Unverified Commit 1987c483 authored by Maximilian Bosch's avatar Maximilian Bosch
Browse files

nixos/test-driver: use vhost-device-vsock for SSH backdoor

`vhost-device-vsock`[1] is a custom implementation of AF_VSOCK, but the
application on the host-side uses a UNIX domain-socket. This gives us
the following nice properties:

* We don't need to do `--arg sandbox-paths /dev/vhost-vsock` anymore for
  debugging builds within the sandbox. That means, untrusted users can
  also debug these kinds of tests now.

* This prevents CID conflicts on the host-side, i.e. there's no need for
  using `sshBackdoor.vsockOffset` for tests anymore.

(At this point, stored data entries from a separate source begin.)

PR #3257, opened 2022-05-06
Add nprocs keyword to thermo output

sjplimp:
**Summary**

Add a "nprocs" keyword to thermo output.  The real motivation is not so much to include it with thermo output, but to make it accessible in input scripts in a variable.  E.g. to use in a filename or print statements or other variable calculations.

**Related Issue(s)**

N/A

**Author(s)**

Steve

**Licensing**

**Backward Compatibility**

N/A

**Implementation Notes**

**Post Submission Checklist**

### DIFF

A big shout-out goes to Allison Karlitskaya, the developer of test.thing[2]
who talked about this approach to do AF_VSOCK on All Systems Go 2025.

This patch requires systemd 258[3] because this contains `vhost-mux` in
its SSH config which is needed to connect to the VMs from now on.

To not blow up the patches even more, this only uses AF_VSOCK for the
debugger. A potential follow-up for the future would be a removal of the
current `backdoor.service` and replace it entirely by this
functionality.

The internal implementation tries to be consistent with how VLANs and
machines are handled, i.e. the processes are started when the Driver's
context is entered and cleaned up in __exit__().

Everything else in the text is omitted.